I don't understand picks breaking in all these games. In real life, you can have zero skill and use the same two paperclips over and.over until you finally open a padlock and have nfi why it worked that time and not all the others.

I mean, its a game mechanic. It puts a limit on the player's potential to pick difficult locks.

% success and skill level are fine

breaking durable items while using them properly in a short time is a trash mechanic

looking at you breath of the wild

I never finished Breath of the Wild and didn't by Tears off the Kingdom due to that mechanic. So pointless.

There's a mod. But the game is built with the mechanic in mind, so it's not perfect.

I enjoy it in Skyrim it was satisfying to accomplish a picked lock. But some games make it to difficult and not rewarding.
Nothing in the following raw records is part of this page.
PR #6649, opened 2023-10-19
Adds AfterError callback hook

guilhermefbarbosa:
- [x] Do only one thing
- [x] Tested

This pull request adds an new callback hook: AfterError that should run if any other main callback returns an error.

Currently, AfterXYZ hooks like AfterCreate, AfterSave and AfterUpdate doesn't get executed when an error is found, this leads to some unnecessary (but not always a problem) levels of code coupling between applications and errors returned by gorm.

That was the one game I had in mind too. If you were skilled enough, with a bit of luck you could pick some of the hardest locks in the game at level 1. It got easier as you leveled up, so there was a worthwhile progression, but it was still super satisfying picking a Master lock or what have you on your last lockpick when you're in the single digit levels.

Yes that how I felt.

I think the lock picking in Kingdom Come Deliverance is pretty good. Not too tedious, and usually fairly quick. Plus it doesn't pause the world around you so there's some natural tension baked right in.

Lockpicking shouldn't be a mini game. It's meant to present the player with a decision, opportunity cost, and reward.

IMO Fallout 4 does this best.

Lockpicking shouldn’t be a mini game.

IMO Fallout 4 does this best.

With… a minigame? The same minigame from Skyrim and Fallout 3, lol

What I mean by mini game is the focus on the challenge. Consider hacking in Bioshock for comparison. Or oblivion/morrow wind for that matter.

Fallout presents hacking and level design bypasses as alternates. That's why it does it best.

Regardless my point is that lock picking shouldn't be about the difficulty of picking locks.

In Thief 1 and 2, there a two lockpicks that you sometimes need to switch between to finish opening a lock, but the picking itself is just holding down the use key and waiting until it either opens or needs the other pick. Harder locks just take longer to open, leaving you potentially exposed to be seen longer.

It worked well.

Original Gothic lockpicking was good if I remember it well enough. Personally I love Oblivion system, and I quite like system from Kingdom Come Deliverance, although I feel it was a fucking cliff difficulty wise.

Like, in KCD (at least the first one, didn't play second), you either majorly sucked and had to do mission impossible on the thing..or, when skill raised sufficiently, suddenly the difficulty dropped so much I was doing it absentmindedly.

this and stealth missions in none stealth games. or games that suddenly introduce some sort of tower defense minigame out of no where.

MGSV has the best lockpicking mechanic. Press Square to pick the lock, tap Square to make it go faster but also make more noise. Thats it.